Malgré la sympathie que l'enjouement et la franchise du visiteur lui inspiraient, la jeune femme éprouvait une véritable déception.

Elle fut sur le point de contredire son interlocuteur avec force et de rabaisser un peu sa superbe en lui révélant qu'elle aussi, ou plutôt le jeune Chaillou, était en possession d'une semblable exclusivité, laquelle au surplus avait l'avantage d'avoir été enregistrée antérieurement.

Mais elle se retint à temps de dévoiler ses atouts. L'un des papiers pouvait n'être pas valable ; il lui faudrait se renseigner encore près des corporations et du prévôt des marchands.

Comme elle ne comprenait pas grand-chose à ces histoires, elle préféra ne pas heurter de front son « concurrent » et continua de badiner.

– Vous n'êtes pas galant, messire, de vous opposer ainsi au désir d'une dame. Je meurs d'envie, moi, de servir du chocolat aux Parisiens !...

– Eh bien, s'écria-t-il jovial, j'entrevois le moyen de tout arranger. Épousez-moi.

Angélique rit de bon cœur, puis elle lui demanda s'il resterait à prendre son repas à la taverne.
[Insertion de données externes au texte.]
PR #283, opened 2025-02-03
Add trace interval 'processing frame' to Hamamatsu camera

ivalaginja:
Like done for the FLIR and ZWO cameras.

The AV camera service uses a frame handler and I had no clue how to deal with that, otherwise I would have added it there too.

Needs testing.


ehpor (approved):
Seems like a trivial change that does not need a test.

PR #286, opened 2025-02-11
MNT: Replace ubuntu-20.04 with ubuntu-22.04

pllim:
As recommended by actions/runner-images#11101 , this PR replaces the deprecated ubuntu-20.04 runner with a newer version. This also replaces RTD workflow, if applicable, to future-proof the build in case it follows suit.

This is an automated update made by the `batchpr` tool :robot: - feel free to close if it doesn't look good! You can report issues to @pllim.

[:ghost:](https://github.com/pllim/playpen/issues/63)

### DIFF
--- a/.github/dependabot.yml
+++ b/.github/dependabot.yml
@@ -1,0 +1,15 @@
+# To get started with Dependabot version updates, you'll need to specify which
+# package ecosystems to update and where the package manifests are located.
+# Please see the documentation for all configuration options:
+# https://docs.github.com/github/administering-a-repository/configuration-options-for-dependency-updates
+
+version: 2
+updates:
+  - package-ecosystem: "github-actions" # See documentation for possible values
+    directory: ".github/workflows" # Location of package manifests
+    schedule:
+      interval: "monthly"
+    groups:
+      actions:
+        patterns:
+          - "*"
--- a/.github/workflows/docs.yml
+++ b/.github/workflows/docs.yml
@@ -60,7 +60,7 @@ jobs:
       name: github-pages
       url: ${{ steps.deployment.outputs.page_url }}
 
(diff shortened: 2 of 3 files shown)


ivalaginja:
The hardware that this repo is primarily made for is limited to Python 3.7.6, and the CI is supposed to reflect that, so this won't work. I will be so free to close this PR without merging for now.

pllim:
No worries but please be aware that GitHub is actually removing ubuntu-20.04. This is not under our control. That means your workflows will soon break. FYI.

ivalaginja:
@pllim thanks for the heads up. Do you have any more precise info about what "soon" means? Thanks!

pllim:
This is all explained in https://github.com/actions/runner-images/issues/11101 linked above.

*We will soon start the deprecation process for Ubuntu 20.04. While the image is being deprecated, you may experience longer queue times during peak usage hours. Deprecation will begin on 2025-02-01 and the image will be fully unsupported by 2025-04-01.*

ivalaginja:
Thank you very much @pllim!

@RemiSoummer fyi since we talked about the versioning mess *very* recently...

pllim:
I am curious why your code is tied into Python 3.7 only. It is past end-of-life and is now exposed to security risks because it is no longer being patched. You are also tied to many old versions of other things because they have also dropped Python 3.7 support in the past few years. If you wish to consult on how to upgrade, I am sure STScI devs will be happy to advise. Good luck.

ivalaginja:
Like said above, it's a single piece of hardware that is unsupported beyond a certain Python version. Rest assured that the team is fully aware of the constraints you list, we've been through dependency hell before, but we can't do much when the vendor is behind on their API releases.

Il accepta et elle le servit avec un soin particulier. Il fallait qu'il se rendît compte que les patrons du Masque-Rouge n'étaient pas les premiers venus. Cependant, Audiger la dévorait des yeux tandis qu'elle allait et venait à travers la salle. Quand il partit, il paraissait subitement soucieux.

Angélique se frotta les mains. « Il commence à comprendre qu'il ne l'a pas encore lancé, son chocolat ! se dit-elle. Mais je n'ai plus un instant à perdre. »

*****

Le soir, elle aborda maître Bourjus.

– Mon oncle, je voudrais vous demander votre avis pour cette histoire de chocolat...

Le rôtisseur, dont c'était le tour de guet, s'apprêtait à se rendre au Châtelet. Il haussa les épaules en riant doucement.

– Comme si tu avais besoin de mon avis, sournoise, pour n'en faire qu'à ta tête !

– C'est que l'affaire est sérieuse, maître Bourjus. J'ai l'intention d'aller demain au bureau des Corporations pour demander la valeur exacte de la patente que possède David...

– Vas-y. Vas-y, ma fille. Aussi bien, quelle force humaine t'empêcherait d'y aller, si tu l'as décidé.

– Maître Bourjus, vous me parlez comme si vous blâmiez mon initiative.

Il souffla le briquet avec lequel il venait d'allumer sa lanterne, puis il tapota paternellement la joue d'Angélique.

– Tu sais bien que je suis un timoré... J'ai toujours peur que les choses tournent mal. Mais, va ton chemin, ma petite, sans t'inquiéter de mes soupirs de vieux grognon. Tu es le soleil de ma maison, et tout ce que tu fais est bien.